Inspired, I went to work and started fresh.

My influences:

Our beautiful province :bigsmile:.
The iwagumi concept.
Good lines of sight within the tank to properly enjoy all fauna. (My previous scape had too much going on)

Equipment:

13 Gallon Rimless Bow 24L/9.5D/11.5H inches.
2 X T5HO 24 Watt 6700K and 10,000K.
Co2 injection via in-line diffuser.
Eheim Ecco 2232 w/ surface skimmer attachment.

Current usage:

Photoperiod- 8 Hours, 2 x 24 watt on.
Co2 injection during daylight.
EI dry dosing.

Substrate:

ADA Amazonia
Fine natural white sand
Petrified wood

Flora:

Myriophyllum Mattogrossense
Rotala Rotundifolia
Hemianthus Micranthemoides
Ammania sp. Bonsai
Lilaeopsis Mauritiana
Riccia Fluitans
Flame moss
Fissidens moss
Christmas moss
Taiwan moss

Fauna:

Featherfin rainbow
Red zebra danio
White cloud mountain minnow (Removed)
Otocinclus
Amano shrimp
Crystal red shrimp (Removed)
Crystal black shrimp (Removed)
Electric Blue Balloon Rams (Added)

Day 2:

Water params check out okay as I used an establiashed filter. Added new livestock that I've never owned before!










Top shot:










Random shot:


----------



## DR1V3N (Apr 22, 2010)

Day 28 Summary

Flora & Fauna:
- Added Rotala Rotundifolia for a splash of color and variety.
- Added Myriophyllum Mattogrosense to accent corners.
- Removed CRS and CBS. 4 of 8 berried up shortly after adding them so it was a good enough indication for me that water parameters are where I want them at.
- Removed remaining White clouds and trasferred them into a better suited tank.
- Added pair of EBBR's from my GF as she wants to rescape their tank.

Equipment:
- Changed bulbs from 2 X 6700K to 1 X 10,000K and 1 X 6,700K to acheive better color blend of 8,000K to 8,800. Attended Joesph's seminar at AW and learned that 8,000-8,800 is a far better spectrum for plants and overall viewing.
- Temporarily moved intake and skimmer to allow for better light exposure in the background.
- CO2 injection started at Day 14 with drop checker monitoring.

Algae:
- Encountering GSA growth on rocks and glass. Reduced EI dosage slightly.
- Encountered very slight traces of BBA. Trimmed areas and up'd Co2 slightly.

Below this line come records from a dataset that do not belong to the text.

PR #1368, opened 2026-06-29
feat: persist and recover committor intent execution

### LINKED ISSUE #1262: Gracefully shut down the committor processor
## Goal

Gracefully shut down the committor processor.

## Why

The current behavior or architecture does not provide this outcome.

## Scope

**Problem**
On shutdown all ongoing intents should ideally be finalized and results processed, aborting amid way could lead to errors

**Proposed Solution**
Wait until all results arrive - exit worker then

### LINKED ISSUE #1702: Persist and recover committor intent execution stages
## Goal

A restart shouldn't mean losing pending intents or repeating transactions that already succeeded. Record execution progress in outbox accounts so the committor can pick up where it left off.

## Why

The tricky part is knowing what happened before the restart. An intent might not have started, a transaction might still be pending, or the commit might have succeeded while finalization is unfinished.

A confirmation timeout doesn't tell us which happened. Before retrying, check the previous transaction's status so we don't submit the same work twice.

## Scope

Replace the committor persister with outbox-backed recovery, following [MIMD-0025](https://github.com/magicblock-labs/magicblock-validator/discussions/1246) and [MIMD-0027](https://github.com/magicblock-labs/magicblock-validator/discussions/1416).

Keep enough information to resume each stage safely:

- Record accepted intents and execution-stage changes, including pending signatures and blockhashes.
- Recover both single-stage and two-stage execution, checking pending transactions before replacing an attempt.
- Validate stage transitions. If only finalization needs retrying, retain the confirmed commit signature.
- Clean up completed intents so recovery doesn't pick them up again.

Before rollout, we still need to decide how to recover work stored by the old persister. Shutdown coordination is tracked separately in #1262.

taco-paco:
## What changed

Record accepted intents and their execution stages in outbox accounts so a restart doesn't mean starting over. The committor can resume pending work using the transaction signatures and blockhashes retained by stage-specific executors.

This replaces the committor persister with outbox acceptance, stage updates, recovery scans, and cleanup of completed intents, following [MIMD-0025](https://github.com/magicblock-labs/magicblock-validator/discussions/1246) and [MIMD-0027](https://github.com/magicblock-labs/magicblock-validator/discussions/1416).

Closes #1702

## Impact

The persistence format changes. Before rollout, we still need to decide how to recover work stored by the old persister. Shutdown coordination is tracked separately in #1262.

## Reviewer notes

A transaction may have succeeded even if confirmation timed out. Check how stage persistence is ordered relative to submission, and how recovery checks the previous signature before replacing an attempt.

If commit succeeded but finalization didn't finish, the retry must keep the confirmed commit signature. Stage transitions must remain valid, and completed outboxes must be cleaned up so recovery doesn't pick them up again.


magicblock-committor-service/src/intent_engine/intent_channel.rs
```diff
@@ -0,0 +1,126 @@
...
+    pub fn schedule(
+        &self,
+        intent_bundles: Vec<OutboxIntentBundle>,
+    ) -> Result<(), IntentScheduleError> {
+        // If db not empty push el-t there
+        // This means that at some point channel got full
+        // Worker first will clean-up channel, and then DB.
+        // Pushing into channel would break order of commits
+        // Lock shall be held across to avoid races
+        let db = self.db.lock().expect(POISONED_MSG);
```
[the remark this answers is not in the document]
taco-paco: Out of scope

test-integration/test-schedule-intent/tests/test_outbox_flow.rs
```diff
@@ -0,0 +1,1152 @@
...
+    // Simulates shutdown/crash after successful execution
+    // Validator could sent tx and then crash
+    // On restart validator will extract outbox bundles
+    let outbox_bundle = test_env
+        .outbox_client()
+        .outbox_reader()
+        .fetch_outbox_intent(outbox_bundle.inner.id)
+        .await
+        .expect("fetch failed")
+        .expect("outbox bundle not found");
```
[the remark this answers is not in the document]
taco-paco: > hat cleanup step can hide the very post-execution transition this PR is adding

What for example?

test-integration/test-schedule-intent/tests/common/mod.rs
```diff
@@ -0,0 +1,170 @@
...
+        .unwrap();
+
+    let ix = dlp_api::instruction_builder::top_up_ephemeral_balance(
+        payer.pubkey(),
+        payer.pubkey(),
+        Some(LAMPORTS_PER_SOL / 2),
+        Some(1),
+    );
+    ctx.send_and_confirm_instructions_with_payer_chain(&[ix], &payer)
+        .unwrap();
```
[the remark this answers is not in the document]
taco-paco: That's fine in test and it will fail anyway

magicblock-committor-service/src/intent_engine.rs
```diff
@@ -0,0 +1,87 @@
+pub mod db;
+pub mod intent_channerl;
```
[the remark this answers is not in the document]
taco-paco: Fixed

magicblock-committor-service/src/intent_engine/db.rs
```diff
@@ -0,0 +1,141 @@
...
+        drop(queue);
+
+        let intent_pda = outbox_intent_pda(id);
+        let account = self
+            .accounts_db
+            .get_account(&intent_pda)
+            .ok_or(Error::IntentNotFoundError(id))?;
+
+        let outbox_intent = OutboxIntentBundle::try_from_bytes(account.data())?;
+        Ok(Some(outbox_intent))
```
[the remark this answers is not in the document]
taco-paco: That is fine, keeping it in is also incorrect, from the fact that we kept it in it won't become valid all of a sudden. The most correct approach is to return popped data in Error but this is not needed as of right now

magicblock-committor-service/src/intent_executor/cleanup_handle.rs
```diff
@@ -0,0 +1,49 @@
...
+        let cleanup_futs = self.junk.iter().map(|to_cleanup| {
+            self.transaction_preparator.cleanup_for_strategy(
+                &self.authority,
+                &to_cleanup.optimized_tasks,
+                &to_cleanup.lookup_tables_keys,
+                close_buffers,
+            )
+        });
+
+        try_join_all(cleanup_futs).await.map(|_| ())
```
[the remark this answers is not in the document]
taco-paco: Done

magicblock-committor-service/src/intent_engine/intent_channel.rs
```diff
@@ -0,0 +1,126 @@
...
+        let res = iter.try_for_each(|el| self.sender.try_send(el));
+        match res {
+            Ok(_) => Ok(()),
+            Err(TrySendError::Closed(_)) => {
+                Err(IntentScheduleError::ChannelClosed)
+            }
+            Err(TrySendError::Full(el)) => {
+                let leftovers = std::iter::once(el).chain(iter).collect();
+                db.store_intent_bundles(leftovers)
+                    .map_err(IntentScheduleError::from)
```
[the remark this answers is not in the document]
taco-paco: Fixed

magicblock-committor-service/src/intent_executor/single_stage_intent_executor.rs
```diff
@@ -0,0 +1,178 @@
...
+        let flow = check_pending_signature(
+            &self.ctx.intent_client,
+            &self.pending_signature,
+        )
+        .await?;
+        match flow {
+            // Intent was executed - return
+            ControlFlow::Break(()) => {
+                Ok(ExecutionOutput::SingleStage(self.pending_signature))
+            }
```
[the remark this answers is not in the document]
taco-paco: Fixed

magicblock-committor-service/src/intent_executor/strategy_executor/utils.rs
```diff
@@ -0,0 +1,585 @@
...
+            el,
+            BaseTaskImpl::Commit(_) | BaseTaskImpl::CommitFinalize(_)
+        )
+    });
+    let (mut commit_stage_tasks, mut finalize_stage_tasks) = (vec![], vec![]);
+    for (i, el) in strategy.optimized_tasks.into_iter().enumerate() {
+        if Some(i) <= last_commit_ind {
+            commit_stage_tasks.push(el);
+        } else {
+            finalize_stage_tasks.push(el);
```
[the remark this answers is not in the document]
taco-paco: This is an expected bahaviour, CommitFinalize is faster task that is executed in Commit stage

magicblock-committor-service/src/intent_executor/strategy_executor/utils.rs
```diff
@@ -0,0 +1,585 @@
...
+            }
+        } else {
+            // Already timed out; see comment above.
+            executor.execute_callbacks(None, Err(ActionError::TimeoutError));
+        }
+    }
+
+    // Timeout concerns only callbacks
+    // We still need to drive intent to completion
+    executor.execute().await
```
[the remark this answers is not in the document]
taco-paco: If tx was already sent `ExecutionState::pending_signature` will be set to that tx signature, as result we will query rpc and get a tx result

magicblock-committor-service/src/intent_executor/strategy_executor/patcher.rs
```diff
@@ -0,0 +1,416 @@
...
+    async fn patch(
+        &mut self,
+        err: &TransactionStrategyExecutionError,
+        strategy: &mut TransactionStrategy,
+        report: &mut IntentExecutionReport,
+    ) -> IntentExecutorResult<ControlFlow<(), TransactionStrategy>> {
+        if self.committed_pubkeys.is_empty() {
+            // No patching is applicable if intent doesn't commit accounts
+            return Ok(ControlFlow::Break(()));
+        }
```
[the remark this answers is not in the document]
taco-paco: If Intent only with actions fails we shouldnt patch it

magicblock-committor-service/src/intent_executor/two_stage_intent_executor.rs
```diff
@@ -0,0 +1,259 @@
...
+        let pubkeys = intent.get_all_committed_pubkeys();
+
+        let mut execution_report = IntentExecutionReport::default();
+        let result = self.execute_inner(intent, &mut execution_report).await;
+
+        if is_undelegate {
+            self.ctx
+                .task_info_fetcher
+                .reset(ResetType::Specific(&pubkeys));
+        }
```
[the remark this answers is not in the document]
taco-paco: Fixed

magicblock-committor-service/src/outbox/outbox_client.rs
```diff
@@ -0,0 +1,229 @@
...
+
+        Ok(())
+    }
+
+    fn outbox_reader(&self) -> Self::OutboxReader {
+        const CAPACITY: NonZeroUsize = NonZeroUsize::new(1000).unwrap();
+        InternalOutboxIntentBundlesReader::new(
+            self.accounts_db.clone(),
+            CAPACITY,
+        )
```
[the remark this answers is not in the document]
taco-paco: This is compiler time error

magicblock-committor-service/src/service.rs
```diff
@@ -178,29 +173,45 @@ where
...
-            })?;
-        if bundles.is_empty() {
-            return Ok(());
-        }
+    async fn reschedule_intents(
+        &self,
+    ) -> Result<(), IntentExecutionServiceError> {
+        /// Number of intents rescheduled at once
+        const RESCHEDULE_CHUNK_SIZE: NonZeroUsize =
+            NonZeroUsize::new(1000).unwrap();
```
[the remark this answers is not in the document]
taco-paco: Compile-time error - fine. Actually good

magicblock-committor-service/src/utils.rs
```diff
@@ -1,40 +1,25 @@
...
-            update_status.clone(),
-        ) {
-            error!(pubkey = %pubkey, error = ?err, "Failed to persist status");
-        }
-    });
+pub fn serialized_transaction_size(
+    transaction: &impl SerializableTransaction,
+) -> usize {
+    // SAFETY: runs on transactions we already serialize before sending.
+    usize::try_from(bincode::serialized_size(transaction).unwrap()).unwrap()
```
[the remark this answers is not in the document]
taco-paco: Out of scope. Just a copy-pasted code

magicblock-metrics/src/metrics/mod.rs
```diff
@@ -419,6 +419,14 @@ lazy_static::lazy_static! {
         "Number of signatures included in batched getSignatureStatuses requests"
     ).unwrap();
 
+    static ref RPC_CLIENT_SIGNATURE_HISTORY_DURATION_SECONDS: Histogram = Histogram::with_opts(
+        HistogramOpts::new(
+            "rpc_client_signature_history_duration_seconds",
+            "Time in seconds spent on getSignatureStatuses-with-history (restart recovery)"
+        )
+        .buckets(vec![0.05, 0.1, 0.25, 0.5, 1.0, 2.0, 5.0, 10.0])
+    ).unwrap();
```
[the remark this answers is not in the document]
taco-paco: That is fine as fails right on start

mimd-0025.md
```diff
@@ -0,0 +1,293 @@
...
+
+Deallocates the `OutboxIntentBundle` ephemeral account. Called after L1 execution is confirmed.
+
+**Accounts:**
+```
+[validator_auth (signer), closing_pda (writable)]
+```
+
+**Logic:**
+1. Wipe and deallocate `closing_pda`
```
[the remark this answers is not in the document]
taco-paco: Outdated, removed

magicblock-committor-service/src/intent_executor/two_stage_intent_executor.rs
```diff
@@ -0,0 +1,259 @@
...
+        )
+        .await?;
+
+        let finalized_stage =
+            finalize_strategy_executor.done(finalize_signature);
+        Ok(ExecutionOutput::TwoStage {
+            commit_signature: finalized_stage.commit_signature,
+            finalize_signature: finalized_stage.finalize_signature,
+        })
+    }
```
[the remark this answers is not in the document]
taco-paco: Fixed

magicblock-committor-service/src/outbox/outbox_intent_bundles_reader.rs
```diff
@@ -0,0 +1,327 @@
...
+        // SAFETY: OrderedIntent is #[repr(transparent)] over OutboxIntentBundle —
+        // identical memory layout, zero-copy cast
+        let mut items: Vec<OutboxIntentBundle> = unsafe {
+            let mut v = std::mem::ManuallyDrop::new(heap.into_vec());
+            Vec::from_raw_parts(
+                v.as_mut_ptr() as *mut OutboxIntentBundle,
+                v.len(),
+                v.capacity(),
+            )
+        };
```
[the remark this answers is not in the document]
taco-paco: That adds unnecessary overhead on allocation of new vector + moving. No need to do it if the code above fundamentally safe

mimd-0025.md
```diff
@@ -0,0 +1,293 @@
...
+
+Additionally, just before sending a transaction to L1, the validator records the transaction signature back into the `OutboxIntentBundle` via `SetIntentExecutionStage`. This lets the restart logic distinguish "prepared but not yet sent" from "sent — check the signature on L1."
+
+**No stage is executed twice.** Because `SetIntentExecutionStage` is committed to `AccountsDB` before the L1 transaction is submitted, any restart that finds `status = Executing(...)` will always query L1 for the stored signature first. A confirmed & successful tx signature advances or closes the intent. The write-before-send ordering is the invariant that makes this hold.
+
```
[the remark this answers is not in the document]
taco-paco: Valid, addressed

programs/magicblock/src/intent_bundles/outbox/process_scheduled_commit_sent.rs
```diff
@@ -128,19 +129,73 @@ pub fn process_scheduled_commit_sent(
...
+        .error_message
+        .map(|_| Err(InstructionError::Custom(INTENT_FAILED_CODE)))
+        .unwrap_or(Ok(()))?;
+
+    // Close Outbox intent
+    close_outbox_account_cpi(
+        invoke_context,
+        validator_authority_id,
+        expected_pda,
+    )
```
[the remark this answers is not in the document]
taco-paco: Out of scope, just moved code

magicblock-magic-program-api/src/instruction.rs
```diff
@@ -57,27 +58,31 @@ pub enum MagicBlockInstruction {
...
     ///
-    /// We implement it this way so we can log the signature of this transaction
-    /// as part of the [MagicBlockInstruction::ScheduleCommit] instruction.
-    /// Args: (intent_id, bump) - bump is needed in order to guarantee unique transactions
-    ScheduledCommitSent((u64, u64)),
+    /// # Account references
+    /// - **0.** `[WRITE, SIGNER]` Validator Authority (receives rent refund from close)
+    /// - **1.** `[WRITE]`         Outbox intent PDA to close, seeds: `["outbox-intent", intent_id.to_le_bytes()]`
+    /// - **2.** `[WRITE]`         Ephemeral vault
+    ScheduledCommitSent(u64),
```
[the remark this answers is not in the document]
taco-paco: Done

test-integration/test-tools/src/transactions.rs
```diff
@@ -57,6 +57,7 @@ pub fn send_transaction(
 ) -> Result<Signature, client_error::Error> {
     let blockhash = rpc_client.get_latest_blockhash()?;
     tx.try_sign(signers, blockhash)?;
+    println!("trtr: {}", tx.signatures[0]);
```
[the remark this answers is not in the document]
taco-paco: Removed

magicblock-committor-service/src/intent_engine/intent_channel.rs
```diff
@@ -0,0 +1,131 @@
...
+                Poll::Ready(item.map(Ok))
+            } else {
+                // Some(T) always will be returned here as per check above
+                let el = db.pop_intent_bundle();
+                Poll::Ready(el.transpose())
+            }
+        } else {
+            let item = ready!(this.stream.poll_next(cx));
+            Poll::Ready(item.map(Ok))
+        }
```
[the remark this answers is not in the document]
taco-paco: Fixed

programs/magicblock/src/intent_bundles/outbox/process_accept_scheduled_commits.rs
```diff
@@ -0,0 +1,259 @@
...
+    let Some(num_accept_intents) =
+        num_ix_accounts.checked_sub(INTENT_PDAS_OFFSET as usize)
+    else {
+        ic_msg!(
+            invoke_context,
+            "AcceptScheduledCommits ERR: not enough accounts to accept intents ({}), need validator authority, magic context, vault, and at least one outbox intent PDA",
+            num_ix_accounts
+        );
+        return Err(InstructionError::MissingAccount);
+    };
```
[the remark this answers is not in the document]
taco-paco: Fixed

programs/magicblock/src/magic_context.rs
```diff
@@ -53,26 +53,46 @@ impl MagicContext {
...
         };
+
         let mut len = [0; mem::size_of::<u64>()];
         len.copy_from_slice(raw_len);
-        u64::from_le_bytes(len) != 0
+        u64::from_le_bytes(len)
+    }
+
+    pub fn has_scheduled_intents(data: &[u8]) -> bool {
+        Self::scheduled_intents_len(data) != 0
```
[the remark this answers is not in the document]
taco-paco: Fixed

magicblock-committor-service/src/outbox/outbox_client.rs
```diff
@@ -0,0 +1,229 @@
...
+    ) -> Result<
+        Vec<ScheduledIntentBundle>,
+        (Vec<ScheduledIntentBundle>, Self::Error),
+    > {
+        // If accounts were scheduled to be committed, we accept them here
+        // and processs the commits
+        let magic_context_acc =
+            self.safe_get_account(&MAGIC_CONTEXT_PUBKEY).expect(
+                "Validator found to be running without MagicContext account!",
+            );
```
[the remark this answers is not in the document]
taco-paco: Migration of old code

snawaz:
image

Wow, that's a lot of changes. Does this PR also include **heavy refactoring**?

Should we strive for smaller PRs so reviews can be done more thoroughly?

taco-paco:
> Wow, that's a lot of changes. Does this PR also include heavy refactoring?
> Should we strive for smaller PRs so reviews can be done more thoroughly?

It does include refactoring. A lot of code that would be otherwise duplicated in different IntentExecutors was extracted into utils. Patching logic was extracted into `patcher.rs`. Most of them don't have any business logic changes.

The main logic shall be easily reviewable because of centralization in single general functions: `stage_execution_loop`, `execute_single_stage_flow`,  `execute_two_stage_flow`.

I agree that would be better to split it off, but it wasn't really planned and is something that happened in the middle of writing code so it would be hard to extract those changes into separate PRs. Will try to forsee this next time

magicblock-committor-service/src/service.rs
```diff
@@ -158,17 +157,15 @@ where
                 }
                 _ = interval.tick() => {
                     let accept_result = self
```
thlorenz, line 100: This worker accepts scheduled intents without checking that the validator is in primary mode. 

Since `magicblock-api` still starts this service during normal startup and the new `AcceptScheduleCommits`/`SetIntentExecutionStage` handlers do not guard on `CoordinationMode::Primary`, replicas can mutate MagicContext/outbox state and start base-layer intent execution even though `CoordinationMode::Replica` is documented as having no side effects. 

Can we gate this accept/schedule loop on primary mode, or otherwise keep the service disabled for replicas?

programs/magicblock/src/intent_bundles/outbox/process_scheduled_commit_sent.rs
```diff
@@ -128,19 +129,73 @@ pub fn process_scheduled_commit_sent(
...
+            );
+            return Err(InstructionError::Custom(
+                custom_error_codes::UNABLE_TO_UNLOCK_SENT_COMMITS,
+            ));
+        }
+    };
+
+    // Log data
+    log_sent_commit(invoke_context, &commit);
+    commit
```
thlorenz: For failed intent execution this returns before closing the outbox PDA, but the code has already removed the entry from `SENT_COMMITS`. 

The committor reports both successes and failures through this path, so a failed intent leaves the durable outbox account open while dropping the local failure report. 
After restart it can be rediscovered and retried instead of staying terminally failed. 

Can we record the failure and close/consume the outbox atomically, or close first and then surface a durable failure status?

magicblock-committor-service/src/service.rs
```diff
@@ -158,17 +157,15 @@ where
...
-                            error!("Failed to accept intents: {}", err);
-                            continue;
-                        }
-                    };
+                    let intent_bundles = accept_result.unwrap_or_else(|(accepted_intents, err)| {
+                        error!("Failed to accept intents: {}", err);
+                        accepted_intents
+                    });
 
+                    let intent_bundles= intent_bundles.into_iter().map(OutboxIntentBundle::accepted).collect();
```
thlorenz: With the new durable outbox flow, accepted outbox bundles can be fed back into the execution scheduler from both fresh accepts and recovery/rescheduling. The scheduler still only tracks executing intents through committed pubkeys, so standalone action bundles, where `get_all_committed_pubkeys()` is empty, are never recorded as executing and duplicate intent IDs are not caught while the first action is in flight. 

Since standalone actions have external base-layer side effects, can we track executing intent IDs independently of committed pubkeys before scheduling these accepted outbox bundles?

thlorenz (changes requested):
I found several lifecycle issues that look blocking before merge and commented in place except for the below two:

#### Outside-diff 1

**Location:** `magicblock-committor-service/src/intent_engine/intent_execution_engine.rs:281-290`

I could not find a good in-diff anchor for this one. The behavior appears to predate the PR, but it is still worth calling out if we want the new durable outbox design to close this lifecycle gap:

The intent scheduler completes and releases committed pubkeys even when `result.inner` is an error. 
In a two-stage flow, the commit stage may already have been sent/recorded while the finalize stage failed. 
Releasing the keys at that point lets later intents touching the same accounts execute before the failed intent is retried, finalized, or marked terminal, which conflicts with per-account intent serialization and recovery safety. 

The engine should keep those account keys blocked or move the intent into a durable terminal/retry state before unblocking dependent intents.

#### Outside-diff 2

**Location:** `magicblock-committor-service/src/tasks/task_strategist.rs:140-156`

I could not find a fair in-diff anchor for this one either. The task-count limit was not introduced by this PR, but it still seems critical for the commit pipeline:

The strategist limits single-stage packing by task count only, while each commit/finalize/undelegate task advertises 120,000 CU and `assemble_tasks_tx_with_uniqueness_nonce` sums those values into one compute-budget limit. A 22-task single-stage transaction can request 2,640,000 CU, and large two-stage commit batches can exceed Solana's 1,400,000 CU transaction cap as well. 

The strategist should enforce the transaction-level CU cap when selecting single-stage and two-stage task groups, or split stages so every produced transaction stays below the cap.

programs/magicblock/src/intent_bundles/outbox/process_scheduled_commit_sent.rs
taco-paco: In the world without network errors we have intents that can't fail. If intent failed due to Action error - we patch it and execute until it succeeds. Other than that Commit, Finalize, Undelegate can't fail, if they do we have a problem but we shouldn't close intent. 
So not closing intent here is a design choice. If say intent failed due to unknown network reason we should not close it but have it reloaded upon restart or retried until it succeeds.

magicblock-committor-service/src/service.rs
taco-paco: > are never recorded as executing and duplicate intent IDs are not caught while the first action is in flight.

What do you mean by "duplicate intent IDs"? there can't be duplicate intent ids as each intent is +1 from previous one. All OutboxIntent are mapped from ScheduledIntents so thier ids can't contain duplicates

taco-paco: Restart doesn't do anything as MagicContext and OutboxItntents are accounts in Accounts DB and new intents will just get +1 intent id, still no duplicates

magicblock-committor-service/src/service.rs
taco-paco: Valid, thanks, fixed 01c6b28b

magicblock-magic-program-api/src/outbox.rs
```diff
@@ -0,0 +1,136 @@
...
+        commit: Signature,
+        finalize: PendingTransaction,
+    },
+}
+
+impl ExecutionStage {
+    pub fn apply_stage_transition(
+        &mut self,
+        stage: ExecutionStage,
+    ) -> Result<(), &'static str> {
```
snawaz: better return Enum error? `str` are hard to match on!

magicblock-magic-program-api/src/outbox.rs
```diff
@@ -0,0 +1,136 @@
...
+            Self::TwoStage(value) => value.pending_transaction(),
+        }
+    }
+}
+
+impl TwoStageProgress {
+    fn apply_stage_transition(
+        &mut self,
+        stage: TwoStageProgress,
+    ) -> Result<(), &'static str> {
```
snawaz: better return Enum error? `str` are hard to match on!

programs/magicblock/src/intent_bundles/outbox/process_accept_scheduled_commits.rs
```diff
@@ -0,0 +1,266 @@
...
+                AccountMeta::new(sponsor, true),
+                AccountMeta::new(pda, true),
+                AccountMeta::new(EPHEMERAL_VAULT_PUBKEY, false),
+            ],
+            data: MagicBlockInstruction::CreateEphemeralAccount { data_len }
+                .try_to_vec()
+                .map_err(|_| InstructionError::InvalidInstructionData)?,
+        },
+        &[pda],
+    )
```
snawaz: perf: Can we avoid the self-CPI here (in a follow-up PR)?

Since this is invoking the same program, it may be cheaper and simpler to refactor the account-creation logic into a shared helper (say, **`create_ephemeral_account_unchecked`**) and call it directly from both paths. A shared-helper would avoid lots of overhead associated with CPI (instruction construction, serialization, account meta allocation, account remapping, signer/writable privilege checks, stack push/pop, and dispatch back through the processor).

It's especially important because `AcceptScheduleCommits` batches up to 50 intents, this overhead scales directly with the `CHUNK_SIZE` (currently set to `50` in `send_accept_tx()`) and `RESCHEDULE_CHUNK_SIZE` is set to `1000` !!

magicblock-committor-service/src/service.rs
```diff
@@ -179,29 +191,50 @@ where
...
+        loop {
+            // Read by chunks in order not to overload `IntentExecutionEngine`
+            let mut intent_bundles_chunk = outbox_bundles_reader
+                .read(RESCHEDULE_CHUNK_SIZE.get())
+                .await
+                .map_err(Into::into)?;
+            // Original blockhash is stale after restart; signal recovery so
+            // notify_commit_sent rebuilds the tx with a fresh ER blockhash.
+            intent_bundles_chunk.iter_mut().for_each(|b| {
+                b.inner.sent_transaction = Transaction::default()
```
snawaz, line 143: type-safety: I think we should change the type of `sent_transaction` to `               IntentSentTransaction`, so this recovery state is explicit instead of implicitly-encoded as an empty/default transaction:
```suggestion
                b.inner.sent_transaction = IntentSentTransaction::Recovered;
```

Or at least `Option<Transaction>` (less explicit, but still better than empty-transaction) if you do not want to move the definition of `IntentSentTransaction` to the crate where bundle is defined.

magicblock-committor-service/src/outbox/outbox_intent_bundles_reader.rs
snawaz, line 126: I agree with Rabbit.

The `unsafe` block isn't worth having just to avoid one memory allocation. We're not saving much, given that we're already paying for DB scanning, deserialization of all scanned items (including paying for their nested allocations), heap maintenance, sorting. 

So we should prefer the safe version here **unless** we have a benchmark showing this conversion matters.

```suggestion
  let mut items: Vec<OutboxIntentBundle> =
      heap.into_iter().map(|ordered| ordered.inner).collect();
```

snawaz: perf/simplify: When zooming out, I think the current bounded-heap approach has two downsides:

- The caller asks for `n` items in a loop (from `reschedule_intents()`), so we scan the DB, serialize all items, refill the buffer and discards the extra items (`> capacity`), and then in the next iteration, we rescan the previously discarded items, and so on... and then repeat this again and again.

- It's quite verbose. Ordering wrapper and unsafe conversion adds to that as well.

**Alternative (simpler and performant):** 

We should replace `refill()` with `populate()` that populates the buffer with all _recovered_ items:

```rust
fn populate(&mut self) {
   // making `buffer: Vec` avoids another conversion!
   self.buffer = outbox_iter.collect::<Vec<_>>();

   // NOTE: sort in "descending" order, not "ascending"
   // Also, rename buffer -> desc_sorted_items
   self.buffer.sort_unstable_by_key(|b|  Reverse(b.id));
}
```

**Rationale:** 

Practically, there will not be lots of "recovered/persisted" intents. If we assume the number is **2000 recovered intents** and each intent has **3 accounts** (on an average), then we need `~2 MB` to store everything in the `self.buffer`. Even if it is `~10 MB` (or even more), that seems acceptable for startup recovery, and we avoid repeated DB scans/deserialization.

We should also consider storing a smaller value in the DB, not the full intent with the commit accounts. (can be a follow-up PR).

magicblock-committor-service/src/outbox/outbox_intent_bundles_reader.rs
```diff
@@ -0,0 +1,327 @@
...
+        }
+
+        // Refill if buffer runs low
+        if self.buffer.len() < n {
+            self.refill()?;
+        }
+
+        // Take available amount
+        let take = n.min(self.buffer.len());
+        Ok(self.buffer.drain(..take).collect())
```
snawaz, line 171: perf: draining from the front is expensive, as it requires the remaining items to shift left. 

If we sort `self.buffer` in descending order, we can drain from the end, which is a lot cheaper.

magicblock-committor-service/src/outbox/outbox_client.rs
```diff
@@ -0,0 +1,254 @@
...
+            let chunk_size = CHUNK_SIZE.min(remaining.len());
+            let tx = InstructionUtils::accept_scheduled_commits(
+                self.latest_block_provider.blockhash(),
+                remaining[..chunk_size].iter().map(|i| i.id),
+            );
+            let backoff_config = ExponentialBackoff {
+                max_elapsed_time: Some(Duration::from_secs(25)),
+                max_interval: Duration::from_secs(5),
+                ..ExponentialBackoff::default()
+            };
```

Please pardon the fuzziness of the pics. I'm injefcting Co2 via inline diffuser so the tank can look like a Sprite bottle at times. 

Before maintenenace. Lots of grow out, time for a trim!









After trim and planting.









Profile.









Aerial.


----------



## DR1V3N (Apr 22, 2010)

Updates go here.


----------



## Fish rookie (May 21, 2012)

The petrified wood is so beautiful.
Love how it contrasts with the white sand. What a nice concept!
Will the sand look dirty easily from fish waste and is it easy to vacuum?


----------



## DR1V3N (Apr 22, 2010)

Fish rookie said:


> The petrified wood is so beautiful.
> Love how it contrasts with the white sand. What a nice concept!
> Will the sand look dirty easily from fish waste and is it easy to vacuum?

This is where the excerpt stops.